The Soul Searcher
“God cannot be seen. He is in the dark faith.“
No one understand the dark night of the soul better than people recovering from life-threatening addictions. My own addiction in the past finally brought me down to my knees. It was only because of addiction that I discovered the true depths and longings for my soul. It is in the dark, that I began to see. And it is only in the dark, that I began to seek inner truth.
Often with a sense of doubt or negative undertone, many come to me with queries on “darkness” with prejudgments that it is related to something revolting, alike a haunted film filled with nightmares, ghosts and goblins, blood and gruesomeness. Yes, darkness may not be beautiful. Yet, beauty is not necessarily real either. To distinguish between reality and beauty, sometimes it lies in that one fine line: between the dark and light.
Through the journey of darkness, my masks unveiled. Every obstacle allows me to peel off a layer of shade at a time, revealing more and more of my true colors. As I peel off these layers, the world becomes transparent. I see the masks others’ put on to hide their insecurities and inner-terror. Some choose to hide behind their professions, their education, their knowledge. Some choose to turn their heads away and stand as far as possible as they are terrified to see what their inner-world actually looks like. The most destructive of all are the ones who choose to hide behind their talents, where “Art” becomes a tool to lie about who they actually are. So visible is the world, yet with uncountable lost souls…
“Darkness” to me now has transformed throughout this past decade. It is about seeking solitude and finding inner peace. Being in the dark literally means being in total darkness where nothing is visible to the eye, and that there are absolutely no distractions whatsoever. You can only rely on your inner-senses. To listen intently to your heart, and to be fully present with yourself, alone.
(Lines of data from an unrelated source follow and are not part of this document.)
PR #11630, opened 2026-03-02
Update tuya.ts

LordRoge:
I confirmed with the technical staff of the brand (Tonogu) that resetting the update frequency requires enabling the "online status" of dp point 109. I find this operation too cumbersome, so I sincerely request adding an active query interval of 10 seconds.

### DIFF
--- a/src/devices/tuya.ts
+++ b/src/devices/tuya.ts
@@ -22181,7 +22181,7 @@ export const definitions: DefinitionWithExtend[] = [
             tuya.modernExtend.tuyaBase({
                 dp: true,
                 queryOnConfigure: true,
-                queryIntervalSeconds: 10,
+                queryIntervalSeconds: 60,
             }),
         ],
         exposes: [


src/devices/tuya.ts
```diff
@@ -22177,7 +22177,13 @@ export const definitions: DefinitionWithExtend[] = [
         vendor: "Tongou",
         description: "Zigbee energy meter (transformer clamp)",
         whiteLabel: [tuya.whitelabel("Tongou", "TOSA1-01WXJAT2A", "Smart energy meter, two wire", ["_TZE284_4hdbt6rn"])],
-        extend: [tuya.modernExtend.tuyaBase({dp: true})],
+        extend: [
+            tuya.modernExtend.tuyaBase({
+                dp: true,
+                queryOnConfigure: true,
+                queryIntervalSeconds: 10,
```
Koenkk: This query interval is very low and might unnecessarily spam zigbee networks, how does it actually fix it and can we only do the query when it's really needed?

LordRoge: I am a partner of Tongou. The query interval in Z2M actually triggers the function that reports all datapoints from the device. In the latest test version of the device, the number of datapoints reported in bulk has been reduced to five. Additionally, the device now reports energy status only when there is a change of 0.01 kWh, and this is not included in the current function that reports all datapoints. Sending five messages every 10 seconds should not have a significant impact, but it could be changed to every 30 seconds if needed. Originally, the device reported at a frequency of three messages every five seconds for the first 30 minutes.

LordRoge:
[2026-03-02 14:26:01] debug: 	z2m: Received Zigbee message from '0x60b763fffe1e6ec9', type 'commandDataReport', cluster 'manuSpecificTuya', data '{"dpValues":[{"data":{"data":[0,0,0,4],"type":"Buffer"},"datatype":2,"dp":1}],"seq":20992}' from endpoint 1 with groupID 0
[2026-03-02 14:26:01] debug: 	z2m: Received Zigbee message from '0x60b763fffe1e6ec9', type 'commandDataReport', cluster 'manuSpecificTuya', data '{"dpValues":[{"data":{"data":[0,0,1,4],"type":"Buffer"},"datatype":2,"dp":131}],"seq":21248}' from endpoint 1 with groupID 0
[2026-03-02 14:26:01] debug: 	z2m: Received Zigbee message from '0x60b763fffe1e6ec9', type 'commandDataReport', cluster 'manuSpecificTuya', data '{"dpValues":[{"data":{"data":[9,60,0,0,74,0,0,15],"type":"Buffer"},"datatype":0,"dp":6}],"seq":21504}' from endpoint 1 with groupID 0
[2026-03-02 14:26:01] debug: 	z2m: Received Zigbee message from '0x60b763fffe1e6ec9', type 'commandDataReport', cluster 'manuSpecificTuya', data '{"dpValues":[{"data":{"data":[0,0,19,128],"type":"Buffer"},"datatype":2,"dp":32}],"seq":21760}' from endpoint 1 with groupID 0
[2026-03-02 14:26:01] debug: 	z2m: Received Zigbee message from '0x60b763fffe1e6ec9', type 'commandDataReport', cluster 'manuSpecificTuya', data '{"dpValues":[{"data":{"data":[0,0,0,85],"type":"Buffer"},"datatype":2,"dp":50}],"seq":22016}' from endpoint 1 with groupID 0
[2026-03-02 14:26:31] debug: 	z2m: Received Zigbee message from '0x60b763fffe1e6ec9', type 'commandDataReport', cluster 'manuSpecificTuya', data '{"dpValues":[{"data":{"data":[0,0,0,4],"type":"Buffer"},"datatype":2,"dp":1}],"seq":22272}' from endpoint 1 with groupID 0
[2026-03-02 14:26:31] debug: 	z2m: Received Zigbee message from '0x60b763fffe1e6ec9', type 'commandDataReport', cluster 'manuSpecificTuya', data '{"dpValues":[{"data":{"data":[0,0,1,4],"type":"Buffer"},"datatype":2,"dp":131}],"seq":22528}' from endpoint 1 with groupID 0
[2026-03-02 14:26:31] debug: 	z2m: Received Zigbee message from '0x60b763fffe1e6ec9', type 'commandDataReport', cluster 'manuSpecificTuya', data '{"dpValues":[{"data":{"data":[9,60,0,0,75,0,0,15],"type":"Buffer"},"datatype":0,"dp":6}],"seq":22784}' from endpoint 1 with groupID 0
[2026-03-02 14:26:31] debug: 	z2m: Received Zigbee message from '0x60b763fffe1e6ec9', type 'commandDataReport', cluster 'manuSpecificTuya', data '{"dpValues":[{"data":{"data":[0,0,19,130],"type":"Buffer"},"datatype":2,"dp":32}],"seq":23040}' from endpoint 1 with groupID 0
[2026-03-02 14:26:31] debug: 	z2m: Received Zigbee message from '0x60b763fffe1e6ec9', type 'commandDataReport', cluster 'manuSpecificTuya', data '{"dpValues":[{"data":{"data":[0,0,0,84],"type":"Buffer"},"datatype":2,"dp":50}],"seq":23296}' from endpoint 1 with groupID 0
We have indeed reduced the active reporting to five key data points: dp1: energy, dp131: temperature, dp6: current, voltage, power, dp32: AC frequency, dp50: power factor.

LordRoge:
The TOWSMR1 device will be further optimized in the future. As previously (#29865), the issue of packet duplicate reporting was caused by the function that reports all datapoints.

src/devices/tuya.ts
Koenkk: The problem is that z2m also has to send a message to the device, I propose to increase it to 60 seconds.

LordRoge: Just OK,Thanks for the reminder.

Koenkk:
Thanks!

Virusmater:
@LordRoge it seems that this change doesn't fix the issue. I tried using edge version of zigbee2mqtt - reporting slows down after 15 or so minutes, same as before the change. Only triggering alarm action helps to re-awake the device.

francouai:
new fix is there but it doesn't work for me.

PR #11635, opened 2026-03-02
BILRESA - remove voltageReporting

andrei-lazarov:
- My bad here: https://github.com/Koenkk/zigbee-herdsman-converters/pull/11403

Voltage is supported, but "unreportable". Throws errors during configuration


Koenkk:
Thanks!

PR #11636, opened 2026-03-02
fix: LiXee ZLinky: bump definition version to trigger reconfigure

sbraz:
This ensures existing devices are automatically reconfigured on next
Z2M startup, picking up the tariffPeriod reportable attribute change
from 4741ae3 (#10903), using the reconfigure mechanism introduced in
2192bbb (#11148).

@Koenkk I'd have done it for 2.9.0 if I had known of this new feature. Will  there be another point release soon?


Koenkk:
Thanks!

Koenkk:
> Will there be another point release soon?

Unless there is a serious issue in 2.9.1, next release is 1 April.

PR #11638, opened 2026-03-02
Move manuSpecificSamsungAccelerometer from ZH to ZHC

svhelge:
Moved converter from fromZigbee.ts to smartthings,ts. 
Added cluster manuSpecificSamsungAccelerometer to smartthings.ts. 
**Had to rename the cluster attributes to camelCase (since "pnpm run check" gave failures).** 
Since the cluster is still defined in ZH this throws an error with "pnpm test".  
Updated test in checkDefinition.test.ts.

### DIFF
--- a/test/checkDefinition.test.ts
+++ b/test/checkDefinition.test.ts
@@ -36,17 +36,17 @@ describe("Check definition", () => {
                     ],
                     [
                         "manuSpecificSamsungAccelerometer",
-                        [reportingItem("x_axis", 10, repInterval.HOUR, 5)],
+                        [reportingItem("xAxis", 10, repInterval.HOUR, 5)],
                         {manufacturerCode: Zcl.ManufacturerCode.SAMJIN_CO_LTD},
                     ],
                     [
                         "manuSpecificSamsungAccelerometer",
-                        [reportingItem("y_axis", 10, repInterval.HOUR, 5)],
+                        [reportingItem("yAxis", 10, repInterval.HOUR, 5)],
                         {manufacturerCode: Zcl.ManufacturerCode.SAMJIN_CO_LTD},
                     ],
                     [
                         "manuSpecificSamsungAccelerometer",
-                        [reportingItem("z_axis", 10, repInterval.HOUR, 5)],
+                        [reportingItem("zAxis", 10, repInterval.HOUR, 5)],
                         {manufacturerCode: Zcl.ManufacturerCode.SAMJIN_CO_LTD},
                     ],
                 ],


svhelge:
@Koenkk, please advice. Revert the renaming of the cluster attributes (back to snake_case from camelCase)?

Koenkk:
Let's merge with `// @ts-expect-error ignore` added above the erroneous lines

Koenkk:
Thanks!

src/devices/smartthings.ts
```diff
@@ -92,11 +149,14 @@ export const definitions: DefinitionWithExtend[] = [
             await reporting.batteryVoltage(endpoint);
             const payloadA = reporting.payload<"manuSpecificSamsungAccelerometer">("acceleration", 10, constants.repInterval.MINUTE, 1);
             await endpoint.configureReporting("manuSpecificSamsungAccelerometer", payloadA, options);
-            const payloadX = reporting.payload<"manuSpecificSamsungAccelerometer">("x_axis", 10, constants.repInterval.MINUTE, 1);
+            // @ts-expect-error ignore
```
Nerivec, line 152: Should _almost never_ do this.
```ts
reporting.payload<"manuSpecificSamsungAccelerometer", SamsungAccelerometer>
```
Should take care of properly typing.

src/devices/smartthings.ts
Nerivec, line 369: Per https://github.com/Koenkk/zigbee-herdsman-converters/pull/11565 (see linked issues), there's a remaining problem with this custom cluster, in that it's not passing the proper `manufacturerCode` by default during manual ops (like configuring reporting). I think the custom cluster needs to be duplicated 3x for the three different manuf codes being used with it in this file.

src/devices/smartthings.ts
Koenkk: I fixed the typing in https://github.com/Koenkk/zigbee-herdsman-converters/pull/11641 (required zh bump)

test/checkDefinition.test.ts
```diff
@@ -12,7 +13,8 @@ describe("Check definition", () => {
                 endpoints: [{ID: 1, inputClusters: ["msTemperatureMeasurement", "genPowerCfg", "manuSpecificSamsungAccelerometer", "genPollCtrl"]}],
             }),
             meta: undefined,
-            fromZigbee: [fz.temperature, fz.battery, fz.ias_contact_alarm_1, fz.smartthings_acceleration],
+            extend: [smartthingsExtend.addManuSpecificSamsungAccelerometerCluster()],
```
Nerivec, line 16: @Koenkk this won't work as soon as ZH is updated to 9.0.11. This is not valid (does nothing), cluster will be missing, test will fail. We need to implement `extend` somehow in the `assertDefinition`, or some other mechanism to have custom clusters considered properly (lookup is entirely mocked in ZHC right now).
Maybe instead of mocking `Device` and `Endpoint` completely, we can rely more on the actual ZH implementations?

EDIT: see https://github.com/Koenkk/zigbee-herdsman-converters/pull/11656

PR #11646, opened 2026-03-03
Fix: TS0601_bed_presence_sensor Occupancy DP

shopsD:
Fixed mapping of occupancy flag

Corrected minor description typo (extra single quote)


Koenkk:
Thanks!

PR #11889, opened 2026-04-06
Update philips.ts

Holgeretti:
Link to picture pull request: https://github.com/Koenkk/zigbee2mqtt.io/pull/4998


src/devices/philips.ts
```diff
@@ -4980,4 +4980,12 @@ export const definitions: DefinitionWithExtend[] = [
...
         extend: [philips.m.light({colorTemp: {range: [153, 447]}, color: {modes: ["xy", "hs"], enhancedHue: true}})],
     },
+    {
+        zigbeeModel: ['929004611002'],
+        model: '929004611002',
+        vendor: 'Philips',
+        description: 'Hue Flux Outdoor strip light (6m)',
+        extend: [philips.m.light({"colorTemp":{"range":[50,1000]},"color":{"modes":["xy","hs"],"enhancedHue":true}})],
+     },
+};
```
andrei-lazarov: What is that range? Did that come up in the generated definition?
```suggestion
        extend: [philips.m.light({colorTemp: {range: [153, 447]}, color: {modes: ["xy", "hs"], enhancedHue: true}})],
    },
```

Holgeretti: Yes, this is from the automatic generated definition.

andrei-lazarov: Ok! Please remove the extra bracket at the end, and we can merge it. 
```
};
```

Koenkk:
Thanks!

PR #11896, opened 2026-04-07
Attempt to fix IKEA INSPELNING energy spikes

andrei-lazarov:
Plug has dynamic divisors and possibly multipliers.. Can't know for sure which ones are needed.
Users report energy spikes, so hopefully this will fix it.
- https://github.com/Koenkk/zigbee2mqtt/issues/25929


andrei-lazarov:
Doesn't seem to help. Affected unit has normal divisor/multiplier: https://github.com/Koenkk/zigbee2mqtt/issues/25929#issuecomment-4199845904

PR #11897, opened 2026-04-07
Fix LIDL bulbs part 1

andrei-lazarov:
There's more work needed here. Device uses some crazy custom commands, that I need to implement. 
But this is enough to _prevent_ locking the bulb into color temp mode
- https://github.com/Koenkk/zigbee-herdsman-converters/issues/11872


Koenkk:
Thanks!

kwetnico:
.The problem is still not fixed even after updating to version 2.10.0. It's impossible to control the colors. Even after removing and re-adding the LED strip, the problem persists.

@Koenkk  and @andrei-lazarov

PR #11904, opened 2026-04-08
EMIZB-132: Simplify and hopefully improve the power issue

svhelge:
Enforce that only energy is read from seMetering by implementing `fzMetering: develco.fz.metering_emizb132`. Hard code the divisor for energy.


Koenkk:
Thanks!

PR #11910, opened 2026-04-09
Add custom clusters and attributes to CTM devices. 

svhelge:
Added cluster definitions provided by CTM, thanks @soversk.  
I've added modernextend functions and updated devices with clusters. 
Removed code that wasn't used by the devices.


Koenkk:
Thanks!

PR #11911, opened 2026-04-10
fix: use correct final position for ZNCLBL01LM after stop

martinfrancois:
## Summary
- when `ZNCLBL01LM` changes from running to stopped through attr `1057`, read `closuresWindowCovering.currentPositionLiftPercentage` and use that as the final result
- keep attr `107` for movement updates, including the first update when movement starts again
- while the motor is stopped, do not use attr `107` as the final source for `position` / `state`
- add tests for stop reports, repeated stop reports, stopped-state suppression, resume behavior, and both `invert_cover` directions

## Why
For `ZNCLBL01LM`, `position` / `state` can come from two places:
- manufacturer attr `107`
- `closuresWindowCovering.currentPositionLiftPercentage`

The problem is that near the end of movement, attr `107` can stay stale after the motor has already stopped.
When that happens, it can overwrite the real final state.

I ran into this in real use.
The cover could stay in a moving state with a near-end position, instead of settling to a clean final state.
That broke automations that depend on the final cover state being correct.

A simple idea would be to normalize `1 -> 0` and `99 -> 100`.
I did think about that, but I do not think that is the right fix here.

That would only hide the symptom.
It would still leave attr `107` in charge of the final state while the motor is stopped.

It is also risky, because `1` and `99` are not always wrong.
They can be real near-end positions.

This patch fixes the real problem instead.
It keeps attr `107` for movement updates, but after stop it reads the standard window covering position and uses that as the final result.

## Notes
- only `ZNCLBL01LM` is changed
- this patch does not add `1 -> 0` or `99 -> 100` normalization

### DIFF
--- a/src/lib/lumi.ts
+++ b/src/lib/lumi.ts
@@ -44,6 +44,7 @@ import {
 const NS = "zhc:lumi";
 const e = exposes.presets;
 const ea = exposes.access;
+const ZNCLBL01LM_RUNNING_STORE_KEY = "ZNCLBL01LM_running";
 
 declare type Day = "mon" | "tue" | "wed" | "thu" | "fri" | "sat" | "sun";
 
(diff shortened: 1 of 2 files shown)


Koenkk:
Thanks!

PR #11916, opened 2026-04-11
fix: Move Tuya specific attributes in lightingColorCtrl cluster from ZH to ZHC - implemented in tuyaLight

svhelge:
Tuya specific lightingColorCtrl attributes added to tuyaLight.


Koenkk:
Thanks!

PR #11922, opened 2026-04-11
Update lonsonho.ts

L0rDoCH:
Switch Lonsonho X701A detected as Tuya TS0001. Adding model to whitelabel.


L0rDoCH:
I mb have made the wrong correction  file. I think enough adding model to fingerprint, but I'm doing how it says in FAQ "Fixing Tuya device detection"

Koenkk:
Thanks!

PR #11926, opened 2026-04-12
Fix EMIZB-141 Pulse configuration

andrei-lazarov:
- I think this fixes: https://github.com/Koenkk/zigbee2mqtt/discussions/31684

Can you check @svhelge? Maybe more devices need it


svhelge:
That should fix the missing attribute `develcoPulseConfiguration`.  EMIZB-141 is the only device using `develcoModernExtend.pulseConfiguration()`.

Koenkk:
Thanks!

PR #11924, opened 2026-04-12
ci: use CODEOWNERS for external review gating

rohankapoorcom:
## Summary

- Introduces a `CODEOWNERS` file at the repo root as the single source of truth for file-to-reviewer mappings.
- Rewrites the `requires_review.yml` workflow to parse `CODEOWNERS` at runtime instead of maintaining a hardcoded associative array.
- The workflow now matches changed files using bash glob patterns (supports CODEOWNERS glob syntax).
- On first detection of owned files in a PR, the workflow **posts a comment tagging the code owners**, so they get a GitHub notification even without write access to the repo.
- Subsequent pushes to the same PR skip the duplicate comment (detected via an HTML marker).
- Adds `src/lib/inovelli.ts` and `test/inovelli.test.ts` to the Inovelli ownership alongside the existing `src/devices/inovelli.ts`.

## How it works

For example, if someone opens a PR that changes `src/lib/inovelli.ts`:

1. The workflow parses `CODEOWNERS` and finds `src/lib/inovelli.ts @InovelliUSA @rohankapoorcom`.
2. It matches the changed file against that pattern.
3. It posts a PR comment:
   > **@InovelliUSA @rohankapoorcom**:
   > - `src/lib/inovelli.ts`
   >
   > Once reviewed, add the `external-reviewer-approved` label to unblock this check.
4. The check **fails** (red status on the PR).
5. On subsequent pushes, the file still matches and the check still fails, but no duplicate comment is posted.
6. Once a maintainer adds the `external-reviewer-approved` label, the workflow re-runs via the `labeled` trigger and **exits successfully** (green status).

## Adding new owners

To gate a new file or vendor, just add a line to `CODEOWNERS` — no workflow changes needed:
```
src/devices/newvendor.ts    @vendor-github-handle
```

## Test plan

- [ ] Verify workflow parses `CODEOWNERS` correctly (blank lines, comments, whitespace)
- [ ] Verify glob matching works for exact paths
- [ ] Verify comment is posted with correct owners and file list
- [ ] Verify duplicate comments are not posted on subsequent pushes
- [ ] Verify `external-reviewer-approved` label bypasses the check
- [ ] Verify existing vendors (Vesternet, Candeo, Efekta) still trigger correctly

Made with [Cursor](https://cursor.com)

PR #11944, opened 2026-04-14
fix(ci): grant pull-requests write for requires_review workflow

rohankapoorcom:
Sorry for the regression introduced in [#11924](https://github.com/Koenkk/zigbee-herdsman-converters/pull/11924): the updated `requires_review` workflow posts a PR comment so code owners get notified, but I did not grant `pull-requests: write` on the workflow. The default `GITHUB_TOKEN` then could not call `addComment`, which surfaced as **GraphQL: Resource not accessible by integration (addComment)** and could abort the step before the intended review gate.

## Changes

- Declare `permissions: contents: read` and `pull-requests: write` so `gh pr comment` is allowed when the repository policy permits it (same idea as `ci.yml`).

Darkness became my infinity to seek for the light, enduring happiness, hope and peace. Deep, painful emotions become the perfect circumstances for me to become a more truthful version of who I already am. Being in the dark allows me to feel my strong feelings and emotions. It allows me to truly accept that in all that I am experiencing in life, I am a human being, with flesh & blood and a soul.
And it is in the dark, that I began my conversations with God.